• **What is expected**
Pull every line of the entries that has the word "links".

Stored items:
################

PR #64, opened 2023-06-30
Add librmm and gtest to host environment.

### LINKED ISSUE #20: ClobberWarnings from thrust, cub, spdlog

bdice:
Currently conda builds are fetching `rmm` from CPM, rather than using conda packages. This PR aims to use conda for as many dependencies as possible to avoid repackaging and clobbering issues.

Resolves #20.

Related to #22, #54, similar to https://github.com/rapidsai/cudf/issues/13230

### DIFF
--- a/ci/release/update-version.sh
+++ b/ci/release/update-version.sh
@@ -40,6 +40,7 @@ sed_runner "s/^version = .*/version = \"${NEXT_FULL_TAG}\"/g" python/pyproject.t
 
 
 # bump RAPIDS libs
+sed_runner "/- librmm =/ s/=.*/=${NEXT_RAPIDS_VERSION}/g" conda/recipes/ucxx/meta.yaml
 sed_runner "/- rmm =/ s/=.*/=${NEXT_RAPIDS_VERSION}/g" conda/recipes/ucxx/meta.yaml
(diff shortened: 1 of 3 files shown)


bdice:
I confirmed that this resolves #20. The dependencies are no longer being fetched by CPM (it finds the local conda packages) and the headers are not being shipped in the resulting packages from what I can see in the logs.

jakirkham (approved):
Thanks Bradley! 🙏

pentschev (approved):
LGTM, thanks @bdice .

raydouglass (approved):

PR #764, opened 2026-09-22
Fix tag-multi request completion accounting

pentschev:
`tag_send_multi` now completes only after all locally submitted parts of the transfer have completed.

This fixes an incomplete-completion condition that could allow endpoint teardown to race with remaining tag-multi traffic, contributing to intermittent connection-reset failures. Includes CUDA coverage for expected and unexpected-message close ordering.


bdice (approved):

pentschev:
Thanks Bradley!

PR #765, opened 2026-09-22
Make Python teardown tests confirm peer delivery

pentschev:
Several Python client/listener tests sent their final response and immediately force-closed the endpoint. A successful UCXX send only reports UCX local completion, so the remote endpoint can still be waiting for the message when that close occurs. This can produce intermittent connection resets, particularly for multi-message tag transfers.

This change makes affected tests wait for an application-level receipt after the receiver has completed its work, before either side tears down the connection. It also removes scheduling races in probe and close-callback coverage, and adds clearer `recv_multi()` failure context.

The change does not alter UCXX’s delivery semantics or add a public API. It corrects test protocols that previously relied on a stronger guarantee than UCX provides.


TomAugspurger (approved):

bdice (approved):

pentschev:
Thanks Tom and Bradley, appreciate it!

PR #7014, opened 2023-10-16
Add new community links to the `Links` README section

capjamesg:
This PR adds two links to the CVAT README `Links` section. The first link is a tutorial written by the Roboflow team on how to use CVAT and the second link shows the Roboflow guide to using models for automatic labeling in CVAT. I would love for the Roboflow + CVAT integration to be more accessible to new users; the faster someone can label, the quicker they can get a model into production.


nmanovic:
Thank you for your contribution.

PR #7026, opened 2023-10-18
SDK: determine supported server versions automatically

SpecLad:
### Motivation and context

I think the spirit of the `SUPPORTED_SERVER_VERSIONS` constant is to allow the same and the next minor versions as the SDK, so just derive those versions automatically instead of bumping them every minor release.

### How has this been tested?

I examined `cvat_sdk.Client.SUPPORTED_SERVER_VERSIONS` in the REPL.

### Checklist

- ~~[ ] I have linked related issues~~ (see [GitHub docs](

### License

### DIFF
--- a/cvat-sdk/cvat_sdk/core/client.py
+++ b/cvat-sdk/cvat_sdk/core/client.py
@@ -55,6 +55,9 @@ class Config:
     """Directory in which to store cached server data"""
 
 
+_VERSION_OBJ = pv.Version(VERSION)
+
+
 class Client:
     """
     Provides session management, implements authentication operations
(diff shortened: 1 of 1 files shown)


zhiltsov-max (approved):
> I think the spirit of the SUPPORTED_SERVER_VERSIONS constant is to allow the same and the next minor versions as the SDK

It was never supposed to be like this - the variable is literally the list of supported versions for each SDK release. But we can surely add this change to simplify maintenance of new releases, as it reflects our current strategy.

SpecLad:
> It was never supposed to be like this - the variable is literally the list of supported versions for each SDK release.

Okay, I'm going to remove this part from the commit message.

################

• **Written solution**
Add new community links to the `Links` README section
This PR adds two links to the CVAT README `Links` section. The first link is a tutorial written by the Roboflow team on how to use CVAT and the second link shows the Roboflow guide to using models for automatic labeling in CVAT. I would love for the Roboflow + CVAT integration to be more accessible to new users; the faster someone can label, the quicker they can get a model into production.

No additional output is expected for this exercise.